4.5 Git Branch Strategy

The branching strategy is central to this CI/CD setup. You need three long-lived branches:

Conceptual drawing of branch strategy.

Key Points

Branch Connected to Fabric Workspace? Purpose
dev Yes-synced with the DEV workspace Source of truth. Changes made in the DEV workspace are committed here.
test No Receives promoted items via PR merge. Tracks what's deployed to TEST.
prod No Receives promoted items via PR merge. Tracks what's deployed to PROD.

Why Only dev Is Connected

  • Fabric's Git Integration syncs workspace items bidirectionally with a Git branch.
  • The test and prod branches are not connected to workspaces because the fabric-cicd package handles deployment directly via the Fabric REST API.
  • These branches serve as a record of exactly which item versions have been promoted to each environment.

4.6 ADO Pipeline Setup

Create a pipeline in ADO that references the YAML file in your repo.

Steps

  1. Navigate to Pipelines → PipelinesNew pipeline.
  2. Choose Azure Repos Git and select your repository.
  3. Choose Existing Azure Pipelines YAML file.
  4. Point to the path: Deploy-To-Fabric.yml (or wherever you've placed it).
  5. Name the pipeline: fabric_cicd_pipeline.
  6. Under Pipeline permissions, ensure it has access to:
  • Both variable groups (fabric_cicd_group_sensitive and fabric_cicd_group_non_sensitive)
  • All three environments (dev, test, prod)
  1. Save (don't run yet).

⚠️ Permission Tip: The first time the pipeline runs, ADO may prompt you to authorize access to the variable groups and environments. An ADO admin can pre-authorize these under Pipeline → Settings.


5. Code Deep Dive: ADO Pipeline YAML

File: Deploy-To-Fabric.yml-located in the GitHub repo downloaded earlier.

Below is the full pipeline with line-by-line annotations.

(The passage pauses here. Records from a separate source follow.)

PR #496, opened 2024-07-08
feat: lambda custom runtime

i10416:
This commit resumes https://github.com/typelevel/feral/pull/276/ with some modifications.

The main differences between this commit and the PR above are the followings;

in terms of module structure,
- The original `feral-lambda` module is split into `feral-lambda-kernel` and `feral-lambda-runtime-binding`
    - `feral-lambda-kernel` contains types shared across runtime
    - `feral-lambda-runtime-binding` contains facades for AWS Java and JS runtimes
- AWS Runtime API stuffs are moved under runtime.api package
    - correcting `Lambda-Runtime-Client-Identity` to `Lambda-Runtime-Cognito-Identity` 
    - adding `LambdaRuntimeAPIClient` that wraps http4s `Client`
- Scala Native support is not included in the commit

in terms of behaviors,
- the runtime runs next invocation calls and handlers in parallel
- the runtime will terminate when Lambda Runtime API returns 500, which implies unrecoverable container error

See also
- https://docs.aws.amazon.com/lambda/latest/dg/runtimes-api.html

Co-Authored-By: Scott Thomson


lambda-runtime/src/main/scala/feral/lambda/runtime/LambdaRuntime.scala
```diff
@@ -0,0 +1,84 @@
...
+        }
+        .foreverM[INothing]
+      val handleRequest = handleSingleRequest(client, settings, run)
+      val workers = fs2
+        .Stream
+        .fromQueueUnterminated(q)
+        .parEvalMapUnordered(1024)(handleRequest)
+        .compile
+        .drain
+      Temporal[F].both(producer, workers).map(_._1)
```
i10416, line 66: > strange assumptions such as the use of environment variables to pass around tracing headers

Running handlers in parallel conflicts with Ray SDK assumption, but I think we could ignore X-Ray specific limitation because
- if someone is happy with official Java/JS runtime and X-Ray SDK, they can use feral-lambda-runtime-binding, both of which follow the spec to propagate X-Ray header via environment variables for each invocation
- we want to support Scala Native, which AWS does not officially support at all and thus no X-Ray SDK is available for it

lambda-runtime/src/main/scala/feral/lambda/runtime/LambdaRuntime.scala
```diff
@@ -0,0 +1,84 @@
...
+          case ex @ ContainerError => ex.raiseError[F, Unit]
+          case NonFatal(_) => ().pure
+          case ex => ex.raiseError
+        }
+        .foreverM[INothing]
+      val handleRequest = handleSingleRequest(client, settings, run)
+      val workers = fs2
+        .Stream
+        .fromQueueUnterminated(q)
+        .parEvalMapUnordered(1024)(handleRequest)
```
i10416, line 63: Should we parameterize concurrency based on ctx.lambdaMemorySize?

lambda-runtime/src/main/scala/feral/lambda/runtime/LambdaRuntime.scala
i10416: Another idea is just letting users choose qequential/concurrent execution by providing an option such as `ExecutionMode.{Parallel/Sequential}`.

armanbilge:
> the runtime runs next invocation calls and handlers in parallel

Are you sure that AWS Lambda actually support this? i.e. will the `GET` request for the next event return something different before you `POST` the result? If so, that would be violating HTTP method semantics.

lambda-kernel/shared/src/main/scala/feral/lambda/Context.scala
```diff
@@ -50,7 +50,7 @@ sealed abstract class Context[F[_]] {
 
 }
 
-object Context extends ContextCompanionPlatform {
+object Context {
```
i10416, line 53: https://github.com/awslabs/aws-lambda-rust-runtime/blob/4ee10b0906728d34926b1eba2e90702e782472ec/lambda-runtime/src/types.rs#L66

todo: some values are optional

lambda-runtime/src/main/scala/feral/lambda/runtime/LambdaRuntime.scala
i10416: According to https://github.com/RhinoSecurityLabs/Cloud-Security-Research/blob/b7d14b7eb51b7dea6ea6a8978682bd9671e0e183/AWS/lambda_ssrf/README.md and the comment in the issue, multiple call to invocation API would return the identical results 🤔 
In addition, I couldn't find any example that runs handlers in parallel...

i10416:
https://github.com/typelevel/feral/pull/496#discussion_r1669120978

I think we should avoid running handlers in parallel...
Sorry for confusion😢

lambda-runtime/src/main/scala/feral/lambda/runtime/LambdaRuntime.scala
```diff
@@ -0,0 +1,84 @@
...
+        case Left(ex) => client.reportInitError(ex) *> ex.raiseError[F, INothing]
+      })
+
+  private def runloop[F[_]: Temporal, Event: Decoder, Result: Encoder](
+      client: LambdaRuntimeAPIClient[F],
+      settings: LambdaSettings,
+      run: Invocation[F, Event] => F[Option[Result]]) = {
+    Queue.unbounded[F, LambdaRequest].flatMap { q =>
+      val producer = client
+        .nextInvocation()
```
i10416, line 51: https://github.com/awslabs/aws-lambda-rust-runtime/blob/4ee10b0906728d34926b1eba2e90702e782472ec/lambda-runtime/src/runtime.rs#L164

should take care of 204

i10416: https://github.com/awslabs/aws-lambda-rust-runtime/blob/4ee10b0906728d34926b1eba2e90702e782472ec/lambda-runtime/src/runtime.rs#L181

should wait for the handler to be ready

lambda-kernel/shared/src/main/scala/feral/lambda/Context.scala
```diff
@@ -87,7 +119,8 @@ object Context extends ContextCompanionPlatform {
       logStreamName: String,
       identity: Option[CognitoIdentity],
       clientContext: Option[ClientContext],
-      remainingTime: F[FiniteDuration]
+      remainingTime: F[FiniteDuration],
+      xRayTraceId: Option[String]
```
i10416, line 123: propagate `X-Ray-Trace-Id` to handlers via `Context` to workaround the limitation that environment variables couldn't be set from JVM runtime.

lambda-runtime/src/main/scala/feral/lambda/runtime/LambdaRuntime.scala
```diff
@@ -0,0 +1,72 @@
...
+      settings: LambdaSettings,
+      run: Invocation[F, Event] => F[Option[Result]]) = {
+    client
+      .nextInvocation()
+      .flatMap(handleSingleRequest(client, settings, run))
+      .handleErrorWith {
+        case ex @ ContainerError => ex.raiseError[F, Unit]
+        case NonFatal(_) => ().pure
+        case ex => ex.raiseError
+      }
```
i10416, line 54: Running handlers sequentially to comply with AWS Lambda API spec and follow other implementations.

lambda-runtime/src/main/scala/feral/lambda/runtime/api/LambdaRuntimeAPIClient.scala
```diff
@@ -0,0 +1,105 @@
...
+import org.http4s.Request
+import org.http4s.Response
+import org.http4s.Status
+import org.http4s.circe.jsonEncoderOf
+import org.http4s.client.Client
+
+/**
+ * AWS Lambda Runtime API Client
+ */
+private[runtime] trait LambdaRuntimeAPIClient[F[_]] {
```
i10416, line 33: based on https://docs.aws.amazon.com/lambda/latest/dg/samples/runtime-api.zip

```
# This document describes the AWS Lambda Custom Runtime API using the OpenAPI 3.0 specification.
#
# A note on error reporting:
#
# Runtimes are free to define the format of errors that are reported to the runtime API, however,
# in order to integrate with other AWS services, runtimes must report all errors using the
# standard AWS Lambda error format:
#
# Content-Type: application/vnd.aws.lambda.error+json:
# {
#     "errorMessage": "...",
#     "errorType": "...",
#     "stackTrace": [],
# }
#
# See '#/components/schemas/ErrorRequest'.
#
# Lambda's default behavior is to use Lambda-Runtime-Function-Error-Type header value to construct an error response
# when error payload is not provided or can not be read.


openapi: 3.0.0
info:
  title: AWS Lambda Runtime API
  description: AWS Lambda Runtime API is an HTTP API for implementing custom runtimes
  version: 1.0.3

servers:
  - url: /2018-06-01

paths:

  /runtime/init/error:
    post:
      summary: >
        Non-recoverable initialization error. Runtime should exit after reporting
        the error. Error will be served in response to the first invoke.
      parameters:
        - in: header
          name: Lambda-Runtime-Function-Error-Type
          schema:
            type: string
      requestBody:
        content:
          '*/*':
            schema: {}
      responses:
        '202':
          description: Accepted
          content:
            application/json:
              schema:
                $ref: '#/components/schemas/StatusResponse'
        '403':
          description: Forbidden
          content:
            application/json:
              schema:
                $ref: '#/components/schemas/ErrorResponse'
        '500':
          description: >
            Container error. Non-recoverable state. Runtime should exit promptly.

  /runtime/invocation/next:
    get:
      summary: >
        Runtime makes this HTTP request when it is ready to receive and process a
        new invoke.
      responses:
        '200':
          description: >
            This is an iterator-style blocking API call. Response contains
            event JSON document, specific to the invoking service.
          headers:
            Lambda-Runtime-Aws-Request-Id:
              description: AWS request ID associated with the request.
              schema:
                type: string
            Lambda-Runtime-Trace-Id:
              description: X-Ray tracing header.
              schema:
                type: string
            Lambda-Runtime-Client-Context:
              description: >
                Information about the client application and device when invoked
                through the AWS Mobile SDK.
              schema:
                type: string
            Lambda-Runtime-Cognito-Identity:
              description: >
                Information about the Amazon Cognito identity provider when invoked
                through the AWS Mobile SDK.
              schema:
                type: string
            Lambda-Runtime-Deadline-Ms:
              description: >
                Function execution deadline counted in milliseconds since the Unix epoch.
              schema:
                type: string
            Lambda-Runtime-Invoked-Function-Arn:
              description: >
                The ARN requested. This can be different in each invoke that
                executes the same version.
              schema:
                type: string
          content:
            application/json:
              schema:
                $ref: '#/components/schemas/EventResponse'
        '403':
          description: Forbidden
          content:
            application/json:
              schema:
                $ref: '#/components/schemas/ErrorResponse'
        '500':
          description: >
            Container error. Non-recoverable state. Runtime should exit promptly.

  /runtime/invocation/{AwsRequestId}/response:
    post:
      summary: Runtime makes this request in order to submit a response.
      parameters:
        - in: path
          name: AwsRequestId
          schema:
            type: string
          required: true
      requestBody:
        content:
          '*/*':
            schema: {}
      responses:
        '202':
          description: Accepted
          content:
            application/json:
              schema:
                $ref: '#/components/schemas/StatusResponse'
        '400':
          description: Bad Request
          content:
            application/json:
              schema:
                $ref: '#/components/schemas/ErrorResponse'
        '403':
          description: Forbidden
          content:
            application/json:
              schema:
                $ref: '#/components/schemas/ErrorResponse'
        '413':
          description: Payload Too Large
          content:
            application/json:
              schema:
                $ref: '#/components/schemas/ErrorResponse'
        '500':
          description: >
            Container error. Non-recoverable state. Runtime should exit promptly.

  /runtime/invocation/{AwsRequestId}/error:
    post:
      summary: >
        Runtime makes this request in order to submit an error response. It can
        be either a function error, or a runtime error. Error will be served in
        response to the invoke.
      parameters:
        - in: path
          name: AwsRequestId
          schema:
            type: string
          required: true
        - in: header
          name: Lambda-Runtime-Function-Error-Type
          schema:
            type: string
      requestBody:
        content:
          '*/*':
            schema: {}
      responses:
        '202':
          description: Accepted
          content:
            application/json:
              schema:
                $ref: '#/components/schemas/StatusResponse'
        '400':
          description: Bad Request
          content:
            application/json:
              schema:
                $ref: '#/components/schemas/ErrorResponse'
        '403':
          description: Forbidden
          content:
            application/json:
              schema:
                $ref: '#/components/schemas/ErrorResponse'
        '500':
          description: >
            Container error. Non-recoverable state. Runtime should exit promptly.

components:
  schemas:

    StatusResponse:
      type: object
      properties:
        status:
          type: string

    ErrorResponse:
      type: object
      properties:
        errorMessage:
          type: string
        errorType:
          type: string

    ErrorRequest:
      type: object
      properties:
        errorMessage:
          type: string
        errorType:
          type: string
        stackTrace:
          type: array
          items:
            type: string

    EventResponse:
      type: object
```

PR #498, opened 2024-07-10
Created support for Google Cloud HTTP functions

Chingles2404:


build.sbt
```diff
@@ -224,3 +230,41 @@ lazy val scalafix = tlScalafixProject
...
+      "org.typelevel" %%% "cats-effect" % catsEffectVersion,
+      "org.tpolecat" %%% "natchez-core" % natchezVersion,
+      "io.circe" %%% "circe-scodec" % circeVersion,
+      "io.circe" %%% "circe-jawn" % circeVersion,
+      "com.comcast" %%% "ip4s-core" % "3.6.0",
+      "org.scodec" %%% "scodec-bits" % "1.2.0",
+      "org.http4s" %%% "http4s-server" % http4sVersion,
+      "org.scalameta" %%% "munit-scalacheck" % munitVersion % Test,
+      "org.typelevel" %%% "munit-cats-effect-3" % munitCEVersion % Test,
+      "io.circe" %%% "circe-literal" % circeVersion % Test
```
armanbilge, line 248: Not all of these dependencies are used in our code, so we can remove some of them. For example natchez and circe.

google-cloud-http4s/jvm/src/test/scala/feral/google-cloud/http4s/IOGoogleCloudHttp.scala
```diff
@@ -0,0 +1,131 @@
...
+      def getContentLength(): Long = ???
+      def getCharacterEncoding(): ju.Optional[String] = ???
+      def getReader(): BufferedReader = ???
+      def getPath(): String = ???
+      def getQuery(): ju.Optional[String] = ???
+      def getQueryParameters(): ju.Map[String, ju.List[String]] = ???
+      def getParts(): ju.Map[String, HttpRequest.HttpPart] = ???
+    }
+
+  def googleResponse() = new HttpResponse {
```
armanbilge, line 65: I think we need to extract this to a named class:
```scala
class MockHttpResponse extends HttpResponse { /* ... */ }
```

build.sbt
```diff
@@ -224,3 +230,36 @@ lazy val scalafix = tlScalafixProject
...
+      "org.typelevel" %%% "cats-effect" % catsEffectVersion,
+      "org.scodec" %%% "scodec-bits" % "1.2.0",
+      "org.http4s" %%% "http4s-server" % http4sVersion,
+      "org.scalameta" %%% "munit-scalacheck" % munitVersion % Test,
+      "org.typelevel" %%% "munit-cats-effect-3" % munitCEVersion % Test
+    ),
+    mimaBinaryIssueFilters ++= Seq(
+      ProblemFilters.exclude[IncompatibleResultTypeProblem](
+        "feral.google-cloud.IOLambda.setupMemo")
+    ),
```
armanbilge, line 248: I think this is probably not needed?

build.sbt
```diff
@@ -224,3 +230,36 @@ lazy val scalafix = tlScalafixProject
...
+    tlVersionIntroduced := List("2.13", "3").map(_ -> "0.3.1").toMap
+  )
+  .settings(commonSettings)
+  .jsSettings(
+    libraryDependencies ++= Seq(
+      "io.circe" %%% "circe-scalajs" % circeVersion,
```
armanbilge, line 254: I don't think this dependency is used.

build.sbt
```diff
@@ -224,3 +230,36 @@ lazy val scalafix = tlScalafixProject
...
+      "io.github.cquiroz" %%% "scala-java-time" % "2.5.0"
+    )
+  )
+  .jvmSettings(
+    Test / fork := true,
+    libraryDependencies ++= Seq(
+      "com.google.cloud.functions" % "functions-framework-api" % "1.1.0",
+      "co.fs2" %%% "fs2-io" % fs2Version,
+      "com.google.cloud.functions.invoker" % "java-function-invoker" % "1.3.1"
```
armanbilge, line 263: This dependency is "provided" by Google Cloud when we deploy the function. We only need to add it when we are testing the function locally.

```suggestion
      "com.google.cloud.functions.invoker" % "java-function-invoker" % "1.3.1" % Provided
```

armanbilge (commented):
Looking good! Just a few very small things!

build.sbt
armanbilge: Turns out, this was wrong: the `functions-framework-api` should be `Provided` according to the docs, and the `invoker` should be moved to the example project because whether or not its needed at runtime depends _where_ you are running it.

build.sbt
```diff
@@ -53,11 +53,12 @@ ThisBuild / crossScalaVersions := Seq(Scala212, Scala3, Scala213)
 val catsEffectVersion = "3.5.4"
 val circeVersion = "0.14.7"
 val fs2Version = "3.10.2"
-val http4sVersion = "0.23.27"
+val http4sVersion = "0.23.27-10-fa6e976-SNAPSHOT"
```
armanbilge, line 56: We'll need to wait for http4s v0.23.28 before we can release, but we're good to merge and publish a snapshot!

armanbilge (approved):
👏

# ──────────────────────────────────────────────────────────────
# TRIGGER: Runs automatically when code is pushed to dev, test, or prod
# Only triggers when changes are in the "fabric/" folder
# ──────────────────────────────────────────────────────────────
trigger:
 branches:
 include: [test, prod]
 paths:
 include:
  - fabric/**

🔍 Explanation-Trigger

  • The pipeline auto-triggers on commits to the test or prod branches. It does not trigger on dev-because dev is the source branch connected to Fabric Git integration.
  • The paths filter ensures it only triggers when files inside the fabric/ directory are changed-preventing unnecessary runs from changes to documentation, scripts, etc.
  • In practice: when a PR is merged from devtest, the merge commit lands on the test branch, triggering the pipeline targeting the TEST environment.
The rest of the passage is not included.